=== Task prompt ===
Go through the listing below and return each line that includes "GetCardinality".

=== Material provided ===
####################

PR #1143, opened 2019-02-26
fix postings list count implementation

### LINKED ISSUE #1140: PostingList API Count() Error in Calculation
https://github.com/blevesearch/bleve/blob/cb59b33c8bb0e24675ce5f079307e67e11a0f72c/index/scorch/segment/zap/posting.go#L265-L281

When except is not nil, count = n-e, but the except include all delete document internalID, and the postingList bitmap only has docs which has the term, I'm trying to give you my way of doing it.

```go
func (p *PostingsList) Count() uint64 {
  var n, e uint64
  if p.normBits1Hit != 0 {
    n = 1
  } else if p.postings != nil {
    n = p.postings.GetCardinality()
    if p.except != nil {
      e = p.postings.AndCardinality(p.except)
    }
  }
  //var e uint64
  //if p.except != nil {
  //  e = p.except.GetCardinality()
  //}
  //if n <= e {
  //  return 0
  //}
  return n - e
}
```

mschoch:
previously the calculation subtracted the total number of
deleted documents, without regard for how the deleted documents
set might overlap with the postings list, this was incorrect.

fixes #1140

### DIFF
--- a/index/scorch/segment/zap/posting.go
+++ b/index/scorch/segment/zap/posting.go
@@ -264,18 +264,17 @@ func (p *PostingsList) iterator(includeFreq, includeNorm, includeLocs bool,
 
 // Count returns the number of items on this postings list
 func (p *PostingsList) Count() uint64 {
-	var n uint64
+	var n, e uint64
 	if p.normBits1Hit != 0 {
 		n = 1
+		if p.except != nil && p.except.Contains(uint32(p.docNum1Hit)) {
+			e = 1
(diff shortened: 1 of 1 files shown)


mschoch:
actually, think we need to check to return 0 rather than a negative, let me add that back

mschoch:
actually no, AndCardinatlity couldn't exceed `n`, so i think we're good, anyone confirm?

PR #1153, opened 2019-03-06
fix issue mapping documents containing *time.Time

mschoch:
If documents contained a field of type *time.Time AND they also
had an explicit mapping for the field of a type OTHER THAN text,
the field would not be mapped.

The issue was introduced when we added special support for
handling encoding.TextMarshaler because *time.Time satisfies
this interface.

This change fixes this issue, but there are some more complicated
cases exposed by this, specifically related to mapping the same
field multiple times, and handling cases where you try to mix
multiple types.

Instead, our solution is to further limit the way we support
using ecoding.TextMarshaler.  The new limitation is that we ONLY
use the output of MarshalText() if you have an explicit mapping
AND ALL the index fields are of type text.  All other cases
will ignore TextMarshaler and follow regular indexing rules.

### DIFF
--- a/mapping/document.go
+++ b/mapping/document.go
@@ -533,12 +533,14 @@ func (dm *DocumentMapping) processProperty(property interface{}, path []string, 
 					for _, fieldMapping := range subDocMapping.Fields {
 						if fieldMapping.Type != "text" {
 							allFieldsText = false
+							break
 						}
 					}
 					txt, err := property.MarshalText()
 					if err == nil && allFieldsText {
+						txtStr := string(txt)
 						for _, fieldMapping := range subDocMapping.Fields {
-							fieldMapping.processString(string(txt), pathString, path, indexes, context)
+							fieldMapping.processString(txtStr, pathString, path, indexes, context)
 						}
 						return
 					}
--- a/mapping/document.go
+++ b/mapping/document.go
@@ -525,19 +525,25 @@ func (dm *DocumentMapping) processProperty(property interface{}, path []string, 
 		if !propertyValue.IsNil() {
 			switch property := property.(type) {
 			case encoding.TextMarshaler:
-
-				txt, err := property.MarshalText()
-				if err == nil && subDocMapping != nil {
-					// index by explicit mapping
+				// ONLY process TextMarshaler if there is an explicit mapping
+				// AND all of the fiels are of type text
+				// OTHERWISE process field without TextMarshaler
+				if subDocMapping != nil {
+					allFieldsText := true
 					for _, fieldMapping := range subDocMapping.Fields {
-						if fieldMapping.Type == "text" {
-							fieldMapping.processString(string(txt), pathString, path, indexes, context)
+						if fieldMapping.Type != "text" {
+							allFieldsText = false
 						}
 					}
-				} else {
-					dm.walkDocument(property, path, indexes, context)
+					txt, err := property.MarshalText()
+					if err == nil && allFieldsText {
+						for _, fieldMapping := range subDocMapping.Fields {
+							fieldMapping.processString(string(txt), pathString, path, indexes, context)
+						}
+						return
+					}
 				}
-
+				dm.walkDocument(property, path, indexes, context)
 			default:
 				dm.walkDocument(property, path, indexes, context)
 			}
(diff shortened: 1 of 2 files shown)


mschoch:
As noted in the commit comment, in addition to fixing the issue, this commit changes behavior for some other corner cases, please review carefully.

mschoch:
Here is a more detailed explanation.

**What is the problem?**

####################

=== Solution to the problem ===
    n = p.postings.GetCardinality()
  //  e = p.except.GetCardinality()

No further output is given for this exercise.